> _The task_:
Retyping the records exactly, down to the last line, is the whole job.

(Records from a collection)
PR #174, opened 2017-09-14
DO NOT MERGE! Plonezope4

MrTango:
Will be merged in single PR's:

- [x] #172 
- [X] #215

PR #215, opened 2017-10-27
Avoid error when calling setBody with lock on a wsgi response.

pbauer:
Same as the unmerged commit https://github.com/zopefoundation/Zope/pull/174/commits/727612db36456ea389a7b612acc1046bb975664b by @mauritsvanrees from https://github.com/zopefoundation/Zope/pull/174

### DIFF
--- a/src/ZPublisher/HTTPResponse.py
+++ b/src/ZPublisher/HTTPResponse.py
@@ -1075,7 +1075,7 @@ class WSGIResponse(HTTPBaseResponse):
 
         self.stdout.write(data)
 
-    def setBody(self, body, title='', is_error=False):
+    def setBody(self, body, title='', is_error=False, lock=None):
         if isinstance(body, IOBase):
             body.seek(0, 2)
             length = body.tell()


tseaver:
I wonder if we should actually be emulating the *semantics* of `HTTPResponse.setBody`, rather than just its signature:  if the application is passing `lock=True` to the method, then it will be expecting that future calls to `setBody` will be no-ops.

pbauer:
Not sure about that, in Plone locking is implemented on another level. I think these locks were only used by webdav. 
Anyway, I'd love to see this merged since we really need to get the tests for Plone 5.2 green (see https://github.com/plone/Products.CMFPlone/issues/2195) to be able to merge other work (e.g. we made the first steps towards py3 support in Plone).

tseaver:
I'm OK with a merge-right-now-to-fix-Plone-tests:  can you open an issue to track whether `WSGIResponse.setBody` should mimic the `HTTPResponse.setBody` if `lock` is truthy?

PR #218, opened 2017-11-03
Install a default page for the root view in new installations again, fixes #212

### LINKED ISSUE #212: No default view for root object
Zope 2.13 had this well known, outdated greetings page. Zope 4 has:

z4

This is not very welcoming even for users switching form older Zope versions or trying out Zope 4.
I propose to add a minimal `index_html` back to the default ZODB to get rid of this Waaa effect.

dataflake:


pbauer:
👍 This restores the view that plone uses on the zope-root with https://github.com/plone/Products.CMFPlone/blob/master/Products/CMFPlone/browser/admin.py#L41

PR #219, opened 2017-11-05
Removed reference to old action.html

### LINKED ISSUE #211: Security declaration warning at startup
When starting Zope 4.0b2 it issues the following warning:

```
2017-10-24 11:24:46 - WARNI [Init] Class Products.Five.browser.metaconfigure.+ has a security declaration for nonexistent method 'action.html'
```

This might confuse users. What can de done to get rid of this warning?

jan-jockusch:
Fixes #211

This is more of a blind stab at the problem. I couldn't find any other plausible references, so I tentatively removed this line (which doesn't make a lot of sense to me anyway). The warning is now gone. I've seen no obvious problems.

But I am completely ignorant as to potential side effects, so I'm posting this in the hope that someone more knowlegeable will confirm this is OK.

### DIFF
--- a/src/Products/Five/browser/configure.zcml
+++ b/src/Products/Five/browser/configure.zcml
@@ -16,7 +16,6 @@
       >
 
     <browser:page name="index.html"  template="adding.pt" />
-    <browser:page name="action.html" attribute="action" />
 
   </browser:view>
 


hannosch:
This is probably ok.

The `adding.pt` file has the contents `+ screen not yet supported by Five`.

I think this is all part of some unfinished support for Zope Toolkit adding views and the ZTK skin system. We could probably remove more of this code, but not in the beta cycle unless there's a good reason for it.

icemac:
@jan-jockusch Thank you for fixing this. You are heartily invited to sign a contributor agreement: http://docs.zope.org/developer/becoming-a-committer.html if you are planning bigger contributions in the future.

PR #221, opened 2017-11-06
fix regression in traversal of plone.app.folder.base.ReplaceableWrapper

davisagli:
This restores a webdav-related check to how it was done in Zope 2 to fix an edge case causing a Plone test to fail.

### DIFF
--- a/src/ZPublisher/BaseRequest.py
+++ b/src/ZPublisher/BaseRequest.py
@@ -475,8 +475,7 @@ class BaseRequest(object):
                             hasattr(object, 'aq_base') and
                             not hasattr(object, '__bobo_traverse__')):
 
-                        if (object.__parent__ is not
-                                aq_inner(object).__parent__):
+                        if object.__parent__ is not object.aq_inner.__parent__:
                             object = NullResource(parents[-2], object.getId(),
                                                   self).__of__(parents[-2])
 
--- a/CHANGES.rst
+++ b/CHANGES.rst
@@ -31,6 +31,10 @@ Bugfixes
 
 - Prevent UnicodeDecodeError when publishing image (bytes) responses without content-type
 
+- Fix regression in traversing to WebDAV NullResources if the final object
+  in the path is a proxy that provides access to aq_inner but is not itself
+  an acquisition wrapper.
+
 Changes
 +++++++
 


src/ZPublisher/BaseRequest.py
```diff
@@ -475,8 +475,7 @@ def traverse(self, path, response=None, validated_hook=None):
                             hasattr(object, 'aq_base') and
                             not hasattr(object, '__bobo_traverse__')):
 
-                        if (object.__parent__ is not
-                                aq_inner(object).__parent__):
```
tseaver: Can we factor the check out such that we use `aq_inner(object)` first, and fall back to the proxied `\.aq_inner`?

davisagli: Hmm, I'm not sure how we would tell when to fall back, because I think aq_inner returns the object you pass in both when it's already the inner acquisition wrapper chain and when the object is not an acquisition wrapper.

I'm happy to change the Plone code that depends on this if I can figure out a good alternative. The proxy in question is here -- https://github.com/plone/plone.app.folder/blob/master/src/plone/app/folder/base.py#L20 -- and exists solely to make sure that the return value from `index_html` further down has a particular `__replaceable__` attribute. In the first place it's used we're instantiating a new `NullResource` and could just set `__replaceable__` directly, but we shouldn't do that on the persistent object that's proxied in the second place.

jamadden: Please forgive the observation of someone who, while familiar with acquisition, is not extremely well versed in this application.  The changes in question are a bit unclear. 

The fact that this was changed without repercussions in this test base, but led to issues elsewhere suggests that a proposed change deserves a test case. I couldn’t help but notice no test cases in this PR.

davisagli: I was hoping that I could get by without adding a test here since it's fixing an existing test case in Plone. But I agree that the change is pretty questionable and I'd rather figure out how to make Plone stop depending on the behavior that changed.

tseaver:
@davisagli What does the Plone traceback / failure look like?

davisagli:
I'm going to withdraw this until I can study the use case a bit more closely.

PR #228, opened 2017-11-30
Make Redirect unavailable as url [master]

mauritsvanrees:
Part of PloneHotfix20171128.


mauritsvanrees:
I had a buildout error locally at first, which went away when I added the extra index. But I agree it should not be needed with zc.buildout 2.9.5. Maybe a temporary problem. Thanks for improving the pull request.

PR #229, opened 2017-12-01
Crash-proof the 2.13 branch

dataflake:
The 2.13 branch currently suffers from crash bug zopefoundation/Acquisition#21. I propose a version update to the latest ``Acquisition`` release, which also necessitates upgrading ``ExtensionClass`` and ``Products.BTreeFolder2``. This will also require removing Python 2.6 support, which IMHO is not a worthwhile goal at this point.

The tests run through except for a cosmetic failure in a ``Persistence`` test where an exception string coming out of the updated ``ExtensionClass`` looks slightly different. I did not want to pin a new ``Persistence`` version, though, for fear of a rat's tail of additional upgrades.

I also have anecdotal evidence that these new version pins don't affect Zope stability. A customer site that crashed a dozen times a day due to the ``Acquisition`` crash bug has been running stable for over a week now with the proposed version pins.


hannosch:
Is the Acquisition crash bug the only reason for the crashes? If so, shouldn't we backport it to the Acquisition branch used by 2.13 and use a new minor release of that branch?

> _Exercise solution_:
PR #174, opened 2017-09-14
DO NOT MERGE! Plonezope4

MrTango:
Will be merged in single PR's:

- [x] #172 
- [X] #215

PR #215, opened 2017-10-27
Avoid error when calling setBody with lock on a wsgi response.

pbauer:
Same as the unmerged commit https://github.com/zopefoundation/Zope/pull/174/commits/727612db36456ea389a7b612acc1046bb975664b by @mauritsvanrees from https://github.com/zopefoundation/Zope/pull/174

### DIFF
--- a/src/ZPublisher/HTTPResponse.py
+++ b/src/ZPublisher/HTTPResponse.py
@@ -1075,7 +1075,7 @@ class WSGIResponse(HTTPBaseResponse):
 
         self.stdout.write(data)
 
-    def setBody(self, body, title='', is_error=False):
+    def setBody(self, body, title='', is_error=False, lock=None):
         if isinstance(body, IOBase):
             body.seek(0, 2)
             length = body.tell()


tseaver:
I wonder if we should actually be emulating the *semantics* of `HTTPResponse.setBody`, rather than just its signature:  if the application is passing `lock=True` to the method, then it will be expecting that future calls to `setBody` will be no-ops.

pbauer:
Not sure about that, in Plone locking is implemented on another level. I think these locks were only used by webdav. 
Anyway, I'd love to see this merged since we really need to get the tests for Plone 5.2 green (see https://github.com/plone/Products.CMFPlone/issues/2195) to be able to merge other work (e.g. we made the first steps towards py3 support in Plone).

tseaver:
I'm OK with a merge-right-now-to-fix-Plone-tests:  can you open an issue to track whether `WSGIResponse.setBody` should mimic the `HTTPResponse.setBody` if `lock` is truthy?

PR #218, opened 2017-11-03
Install a default page for the root view in new installations again, fixes #212

### LINKED ISSUE #212: No default view for root object
Zope 2.13 had this well known, outdated greetings page. Zope 4 has:

z4

This is not very welcoming even for users switching form older Zope versions or trying out Zope 4.
I propose to add a minimal `index_html` back to the default ZODB to get rid of this Waaa effect.

dataflake:


pbauer:
👍 This restores the view that plone uses on the zope-root with https://github.com/plone/Products.CMFPlone/blob/master/Products/CMFPlone/browser/admin.py#L41

PR #219, opened 2017-11-05
Removed reference to old action.html

### LINKED ISSUE #211: Security declaration warning at startup
When starting Zope 4.0b2 it issues the following warning:

```
2017-10-24 11:24:46 - WARNI [Init] Class Products.Five.browser.metaconfigure.+ has a security declaration for nonexistent method 'action.html'
```

This might confuse users. What can de done to get rid of this warning?

jan-jockusch:
Fixes #211

This is more of a blind stab at the problem. I couldn't find any other plausible references, so I tentatively removed this line (which doesn't make a lot of sense to me anyway). The warning is now gone. I've seen no obvious problems.

But I am completely ignorant as to potential side effects, so I'm posting this in the hope that someone more knowlegeable will confirm this is OK.

### DIFF
--- a/src/Products/Five/browser/configure.zcml
+++ b/src/Products/Five/browser/configure.zcml
@@ -16,7 +16,6 @@
       >
 
     <browser:page name="index.html"  template="adding.pt" />
-    <browser:page name="action.html" attribute="action" />
 
   </browser:view>
 


hannosch:
This is probably ok.

The `adding.pt` file has the contents `+ screen not yet supported by Five`.

I think this is all part of some unfinished support for Zope Toolkit adding views and the ZTK skin system. We could probably remove more of this code, but not in the beta cycle unless there's a good reason for it.

icemac:
@jan-jockusch Thank you for fixing this. You are heartily invited to sign a contributor agreement: http://docs.zope.org/developer/becoming-a-committer.html if you are planning bigger contributions in the future.

PR #221, opened 2017-11-06
fix regression in traversal of plone.app.folder.base.ReplaceableWrapper

davisagli:
This restores a webdav-related check to how it was done in Zope 2 to fix an edge case causing a Plone test to fail.

### DIFF
--- a/src/ZPublisher/BaseRequest.py
+++ b/src/ZPublisher/BaseRequest.py
@@ -475,8 +475,7 @@ class BaseRequest(object):
                             hasattr(object, 'aq_base') and
                             not hasattr(object, '__bobo_traverse__')):
 
-                        if (object.__parent__ is not
-                                aq_inner(object).__parent__):
+                        if object.__parent__ is not object.aq_inner.__parent__:
                             object = NullResource(parents[-2], object.getId(),
                                                   self).__of__(parents[-2])
 
--- a/CHANGES.rst
+++ b/CHANGES.rst
@@ -31,6 +31,10 @@ Bugfixes
 
 - Prevent UnicodeDecodeError when publishing image (bytes) responses without content-type
 
+- Fix regression in traversing to WebDAV NullResources if the final object
+  in the path is a proxy that provides access to aq_inner but is not itself
+  an acquisition wrapper.
+
 Changes
 +++++++
 


src/ZPublisher/BaseRequest.py
```diff
@@ -475,8 +475,7 @@ def traverse(self, path, response=None, validated_hook=None):
                             hasattr(object, 'aq_base') and
                             not hasattr(object, '__bobo_traverse__')):
 
-                        if (object.__parent__ is not
-                                aq_inner(object).__parent__):
```
tseaver: Can we factor the check out such that we use `aq_inner(object)` first, and fall back to the proxied `\.aq_inner`?

davisagli: Hmm, I'm not sure how we would tell when to fall back, because I think aq_inner returns the object you pass in both when it's already the inner acquisition wrapper chain and when the object is not an acquisition wrapper.

I'm happy to change the Plone code that depends on this if I can figure out a good alternative. The proxy in question is here -- https://github.com/plone/plone.app.folder/blob/master/src/plone/app/folder/base.py#L20 -- and exists solely to make sure that the return value from `index_html` further down has a particular `__replaceable__` attribute. In the first place it's used we're instantiating a new `NullResource` and could just set `__replaceable__` directly, but we shouldn't do that on the persistent object that's proxied in the second place.

jamadden: Please forgive the observation of someone who, while familiar with acquisition, is not extremely well versed in this application.  The changes in question are a bit unclear. 

The fact that this was changed without repercussions in this test base, but led to issues elsewhere suggests that a proposed change deserves a test case. I couldn’t help but notice no test cases in this PR.

davisagli: I was hoping that I could get by without adding a test here since it's fixing an existing test case in Plone. But I agree that the change is pretty questionable and I'd rather figure out how to make Plone stop depending on the behavior that changed.

tseaver:
@davisagli What does the Plone traceback / failure look like?

davisagli:
I'm going to withdraw this until I can study the use case a bit more closely.

PR #228, opened 2017-11-30
Make Redirect unavailable as url [master]

mauritsvanrees:
Part of PloneHotfix20171128.


mauritsvanrees:
I had a buildout error locally at first, which went away when I added the extra index. But I agree it should not be needed with zc.buildout 2.9.5. Maybe a temporary problem. Thanks for improving the pull request.

PR #229, opened 2017-12-01
Crash-proof the 2.13 branch

dataflake:
The 2.13 branch currently suffers from crash bug zopefoundation/Acquisition#21. I propose a version update to the latest ``Acquisition`` release, which also necessitates upgrading ``ExtensionClass`` and ``Products.BTreeFolder2``. This will also require removing Python 2.6 support, which IMHO is not a worthwhile goal at this point.

The tests run through except for a cosmetic failure in a ``Persistence`` test where an exception string coming out of the updated ``ExtensionClass`` looks slightly different. I did not want to pin a new ``Persistence`` version, though, for fear of a rat's tail of additional upgrades.

I also have anecdotal evidence that these new version pins don't affect Zope stability. A customer site that crashed a dozen times a day due to the ``Acquisition`` crash bug has been running stable for over a week now with the proposed version pins.


hannosch:
Is the Acquisition crash bug the only reason for the crashes? If so, shouldn't we backport it to the Acquisition branch used by 2.13 and use a new minor release of that branch?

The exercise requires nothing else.